**Problem statement**
Your task is to copy every line of the records below that contains "find".

[Opening Data extract section]

Issue #12, opened 2023-06-15
Need to find a way to install the exporter


chanchiwai-ray:
As we are no longer (at least not planing in the near future) using the exporter as snap, we should find an alternative to install the exporter.

rgildein:
Why we don't want to use exporter as snap? What are reasons here?

To my this is not good idea, since snap provide good mechanism to make update. If we will go with Python package + using tagged version, we will need to make chance in charm if we want to update to latest version.

jneo8:
It's because currently we can't give the required permission, which are mostly not allow to access if snap is strict level, to the snap. And there is no snap interface we can use.

And the classic snap's review process will be the blocker for us.
So our first step is make it as a simple service. The snap will be the next stage.
And the classic snap's review process will be the blocker for us.
So our first step is make it as a simple service. The snap will be the next stage.

> Why we don't want to use exporter as snap? What are reasons here?
> 
> To my this is not good idea, since snap provide good mechanism to make update. If we will go with Python package + using tagged version, we will need to make chance in charm if we want to update to latest version.


It's because currently we can't give the required permission, which are mostly not allow to access if snap is strict level, to the snap. And there is no snap interface we can use.

And the classic snap's review process will be the blocker for us.
So our first step is make it as a simple service. The snap will be the next stage.

rgildein:
> And the classic snap's review process will be the blocker for us. So our first step is make it as a simple service. The snap will be the next stage.

I do not understand what do you mean by 'classic snap's review process will be the blocker for us'? If we will do snap eventually, why making so much changes now and than revert them back?

chanchiwai-ray:
Per request, I've created the [request for class confinement](https://forum.snapcraft.io/t/request-for-classic-confinement-prometheus-hardware-exporter/35701), and hopefully someone will take a look later and approve (🤞) / reject it. In any case, it does not seems that we have time to complete the implementation using snap since we will be preparing a release next week.

PR #13, opened 2023-06-19
Add support for cos-agent interface and hardware exporter integration

chanchiwai-ray:
Added integration for prometheus-hardware-exporter

- Install prometheus-hardware-exporter from source
- Render systemd service and config file for the exporter

Added the following feature to support `cos-agent` interface

- Install the config and service template for the exporter (but not start it) when the charm is installed
- Start the service when the `cos-agent` relation is joined
- Stop the service when the `cos-agent` relation is departed
- Uninstall the config and service when the charm is removed

Closes: #12


chanchiwai-ray:
Please check the draft to see If you agree on this approach or not. In particular, should the exporter install and uninstall itself when `cos-agent` is joined and departed.

jneo8:
> Please check the draft to see If you agree on this approach or not. In particular, should the exporter install and uninstall itself when `cos-agent` is joined and departed; and installing the exporter via github repo.

I only have one question: **If the relation is not exists. Do that make sense we have a exporter on the machine?**

The only possible purpose for me is for debug usage. But if we don't want to have a exporter installed on the machine when the relation not exists. Shouldn't we just remove the charm? I will say we can keep the options open.

My proposal is:

1. If the relation is not exists, we still have the exporter service.
2. We remove everything, resource and services,  when charm is being removed.
3. Because the remove part is a independent lib, we can choose to have that if someone persist to have it.

chanchiwai-ray:
> I only have one question: **If the relation is not exists. Do that make sense we have a exporter on the machine?**
> 
> The only possible purpose for me is for debug usage. But if we don't want to have a exporter installed on the machine when the relation not exists. Shouldn't we just remove the charm? I will say we can keep the options open.

I think both "Install when relation joined" (1) and "Install when the charm is installed" (2) make sense to me, but on a different angle: For (1) it's viewed from the actual usage the exporter; the exporter is actually used when there's `cos-agent` relation. For (2), just like you said, we can view the charm and exporter as a single entity, then we don't need the charm if we don't need the exporter. But both way are okay to me. Or we can have a mix of both (1) and (2)

- Install the config and service template for the exporter (but not start it) when the charm is installed; also resources..
- Start the service when the `cos-agent` relation is joined
- Stop the service when the `cos-agent` relation is departed
- Uninstall the config and service when the charm is removed, also resources..


> My proposal is:
> 
> 1. If the relation is not exists, we still have the exporter service.
> 2. We remove everything, resource and services,  when charm is being removed.
> 3. Because the remove part is a independent lib, we can choose to have that if someone persist to have it.

jneo8:
> > I only have one question: **If the relation is not exists. Do that make sense we have a exporter on the machine?**
> > The only possible purpose for me is for debug usage. But if we don't want to have a exporter installed on the machine when the relation not exists. Shouldn't we just remove the charm? I will say we can keep the options open.
> 
> I think both "Install when relation joined" (1) and "Install when the charm is installed" (2) make sense to me, but on a different angle: For (1) it's viewed from the actual usage the exporter; the exporter is actually used when there's `cos-agent` relation. For (2), just like you said, we can view the charm and exporter as a single entity, then we don't need the charm if we don't need the exporter. But both way are okay to me. Or we can have a mix of both (1) and (2)
> 
> * Install the config and service template for the exporter (but not start it) when the charm is installed; also resources..
> * Start the service when the `cos-agent` relation is joined
> * Stop the service when the `cos-agent` relation is departed
> * Uninstall the config and service when the charm is removed, also resources..
> 
> > My proposal is:
> > 
> > 1. If the relation is not exists, we still have the exporter service.
> > 2. We remove everything, resource and services,  when charm is being removed.
> > 3. Because the remove part is a independent lib, we can choose to have that if someone persist to have it.

Start and stop make sense to me. @sudeephb How do you think?

sudeephb:
> > * Install the config and service template for the exporter (but not start it) when the charm is installed; also resources..
> > * Start the service when the `cos-agent` relation is joined
> > * Stop the service when the `cos-agent` relation is departed
> > * Uninstall the config and service when the charm is removed, also resources..

I agree with this. Having the exporter up when there's no cos-agent relation doesn't make sense. This way, we can also give a `blocked` status message saying the exporter is not running since there's no relation.

src/config.py
```diff
@@ -2,7 +2,11 @@
 from pathlib import Path
 
 # EXPORTER_NAME = "prometheus-hardware-exporter"
-EXPORTER_NAME = "cocona"
+EXPORTER_NAME = "hardware-exporter"
+EXPORTER_CONFIG_PATH = f"/etc/{EXPORTER_NAME}-config.yaml"
```
jneo8, line 6: **nitpick (non-blocking):** 

I prefer to have `Path` type for path variables.

src/service.py
```diff
@@ -0,0 +1,166 @@
...
+            logger.error("Exporter is not installed properly.")
+            logger.error("Failed to run '%s'", func.__name__)
+            return False
+        return_value = func(self, *args, **kwargs)
+        return return_value
+
+    return wrapper
+
+
+class Template:
```
jneo8, line 41: **suggestion (blocking):** 

The naming of this class somehow not precise. Because it's not just for generate the template. Maybe we can change to some terms which relate to service?

templates/hardware-exporter-config.yaml.j2
```diff
@@ -0,0 +1,2 @@
+level: INFO
```
jneo8, line 1: **nitpick (blocking):** 

Should the level follow the loglevel config?

jneo8 (changes requested):
Just some small nitpick.

templates/hardware-exporter-config.yaml.j2
chanchiwai-ray: But we don't have log level config option for the charm. Or does it make sense to have it on the charm ?

src/service.py
chanchiwai-ray: Any suggestion?

src/config.py
chanchiwai-ray: DONE

templates/hardware-exporter-config.yaml.j2
jneo8: It's make sense to have that option on the charm. It will be helpful when debugging.

chanchiwai-ray: DONE

src/config.py
```diff
@@ -2,7 +2,11 @@
 from pathlib import Path
 
 # EXPORTER_NAME = "prometheus-hardware-exporter"
```
sudeephb, line 4: Can we remove this line?

src/service.py
sudeephb: Maybe something like `ExporterTemplate` or `ExporterHelper` ?

src/config.py
chanchiwai-ray: Yes

src/config.py
```diff
@@ -1,8 +1,11 @@
...
-# EXPORTER_NAME = "prometheus-hardware-exporter"
-EXPORTER_NAME = "cocona"
+EXPORTER_NAME = "hardware-exporter"
+EXPORTER_CONFIG_PATH = Path(f"/etc/{EXPORTER_NAME}-config.yaml")
+EXPORTER_SERVICE_PATH = Path(f"/etc/systemd/system/{EXPORTER_NAME}.service")
+EXPORTER_CONFIG_TEMPLATE = f"{EXPORTER_NAME}-config.yaml.j2"
+EXPORTER_SERVICE_TEMPLATE = f"{EXPORTER_NAME}.service.j2"
 
 
 # Register every vendoer's tool here.
```
sudeephb, line 11:
```suggestion
# Register every vendor's tool here.
```

src/service.py
```diff
@@ -0,0 +1,186 @@
...
+        """Check if the required relation is joined.."""
+        relation = self.model.get_relation("cos-agent")
+        if not relation:
+            return False
+        return True
+
+    def on_config_changed(self, change_set: Set[str]) -> None:
+        """Respond to config change about the exporter."""
+        observe = set(["exporter-log-level"])
+        if len(observe.intersection(change_set)) > 0:
```
sudeephb, line 170: I don't see any extra benefit of checking this when we are already checking if `exporter-log-level in change_set` and doing the operation below. Or am I missing something?

src/service.py
```diff
@@ -0,0 +1,186 @@
...
+        logger.info("%s installed.", EXPORTER_NAME)
+        return success
+
+    def uninstall(self) -> bool:
+        """Uninstall the exporter."""
+        logger.info("Uninstalling %s.", EXPORTER_NAME)
+        success = self._template.remove_config()
+        success = self._template.remove_service()
+        if not success:
+            logger.error("Failed to uninstalled %s.", EXPORTER_NAME)
```
sudeephb, line 133:
```suggestion
            logger.error("Failed to uninstall %s.", EXPORTER_NAME)
```

src/charm.py
```diff
@@ -89,6 +84,7 @@ def _on_config_changed(self, event: EventBase) -> None:
             event.defer()
             return
 
+        self.exporter.on_config_changed(change_set)
         self.model.unit.status = ActiveStatus("Unit is ready")
```
sudeephb, line 88: Non-blocking. Since we're using this string `Unit is ready` twice, and may be used more times in the future, it may make sense to store it in a variable and use the variable everywhere. What do you think?

sudeephb (approved):

jneo8 (approved):

rgildein:
I still think that such a decision should be discussed, since we are using snap in all other charms and I would sad to see us break the consistency. I'm not saying that this is not a valid solution, maybe yes, but we need to properly consider it and probably apply it in other charms as well.

chanchiwai-ray:
@rgildein I understand your concerns. However, this solution is not coming out of no where and we had mentioned it in our [internal spec review](https://docs.google.com/document/d/1tGmFg-LCfSxIkAWoNZvtnb4DuvPomuEk-yqspLrkIwc/edit). We also pointed out that snap implementation might have unexpected blockers. But thanks for the comments and suggestions, I think we can still do better in communicating the final decision / change of direction.

src/charm.py
chanchiwai-ray: It was used in different function scope, maybe it's not of any benefit to create an attribute to store the string `Unit is ready`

[Closing Data extract section]

**Exercise result**
Need to find a way to install the exporter
As we are no longer (at least not planing in the near future) using the exporter as snap, we should find an alternative to install the exporter.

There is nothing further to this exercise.